Craig Pittman’s new book Oh, Florida is a great example of how difficult it is to write book based on anecdotes. I know, because I wrote one, Dave DeWitt’s Chile Trivia, with the help of Lois Manno, and I’m still not satisfied with it. Pittman, in the Prologue to this book, admits that he started a Twitter feed, “Oh #Florida” that led to a one-month blog of the same title for the online magazine Slate, and both concerned the extreme wackiness of Florida. “The hard part wasn’t filling a month of blog entries,” he writes, “[it] was finding room to squeeze in all the outrageousness in only thirty days.” The blog was the “genesis” for this book, and those wacky anecdotes make the first half of the book hilarious.
We learn the ways Florida tries to kill us as the Lightning Capital of the Western Hemisphere, the Shark Bite Capital of the World, and the capital for sinkholes, hurricanes, oil spills, and artificial beaches. Pittman also chronicles how Florida is number one for hustlers, conmen, gamblers, smugglers, scamming bankers, crooked developers, and the most hilariously stupid elected officials on the planet. In the first half of the book, Floridians dress like mermaids, ride manatees, keep 10-foot pet alligators, release pet pythons in the swamps, and believe in creatures like the Giant Penguin of Clearwater.

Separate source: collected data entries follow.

PR #3116, opened 2019-03-15
[scripts] Bug-fix for removing deleted words

psmit:
The type of --max-deleted-words-kept-when-merging in segment_ctm_edits.py
was a string, which prevented the mechanism from working altogether.

Question, why is this actually 1 by default; wouldn't it make more sense to remove deletes from the cleaned text?

### DIFF
--- a/egs/wsj/s5/steps/cleanup/internal/segment_ctm_edits.py
+++ b/egs/wsj/s5/steps/cleanup/internal/segment_ctm_edits.py
@@ -70,7 +70,7 @@ parser.add_argument("--min-split-point-duration", type=float, default=0.1,
                     help="""Minimum duration of silence or non-scored word
                     to be considered a viable split point when
                     truncating based on junk proportion.""")
-parser.add_argument("--max-deleted-words-kept-when-merging", type = str, default = 1,
+parser.add_argument("--max-deleted-words-kept-when-merging", type = int, default = 1,
                     help = "When merging segments that are found to be overlapping or "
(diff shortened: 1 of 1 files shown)


danpovey:
Thanks for finding this.  

I think this is a tradeoff between trusting the reference (e.g. there may be short words really in there that weren't clearly pronounced) versus trusting the alignment process.

It is going to be an empirical question, whether it helps or not.  I would appreciate it if you could see, on some setup that you have, whether it seems to make any difference.

danpovey:
Can you be more clear on how the output differs, if at all, before vs. after this fix?

psmit:
Yes, I can. Before this fix, any 'del' words (present in ref not in hyp) will appear in the "cleaned" transcript. No matter how many of them there are after each other. I noticed, because I reduce the parameter to 0, and still there appeared deleted words in my cleaned transcripts.

The only place that `max_deleted_words_when_merging` is used is https://github.com/kaldi-asr/kaldi/blob/master/egs/wsj/s5/steps/cleanup/internal/segment_ctm_edits.py#L458 : 

    if num_deleted_words > args.max_deleted_words_kept_when_merging:

and this always evaluates to `false` when the second argument is a string.

danpovey:
OK.  How long were these sequences of words?  E.g. what was the longest one
you noticed?

psmit:
On real data, the longest one I noticed was one, but some artificial tests showed that it would happen as well for longer sequences.

PR #3118, opened 2019-03-15
Fixing allow downsample online wav nnet3 decoding

bayethiernodiop:


src/feat/online-feature.cc
```diff
@@ -77,7 +77,7 @@ template<class C>
 void OnlineGenericBaseFeature<C>::AcceptWaveform(BaseFloat sampling_rate,
                                                  const VectorBase<BaseFloat> &waveform) {
   BaseFloat expected_sampling_rate = computer_.GetFrameOptions().samp_freq;
-  if (sampling_rate != expected_sampling_rate)
+  if (sampling_rate != expected_sampling_rate && !computer_.GetFrameOptions().allow_downsample)
```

But the general wackiness fades quickly when Pittman tackles truly serious subjects like civil rights and violent prejudice, the Florida (lack of a) good educational system, corrupt and evil politicians, the state’s foster child program, and the Johns Committee’s assaults on gay rights. Yes, these things are stupid, absurd, and disgusting. The problem is, they’re not easy to laugh at. And the book flounders during these chapters. Still, I say “nice try, Craig Pittman,” and a great job on the first part of Oh, Florida.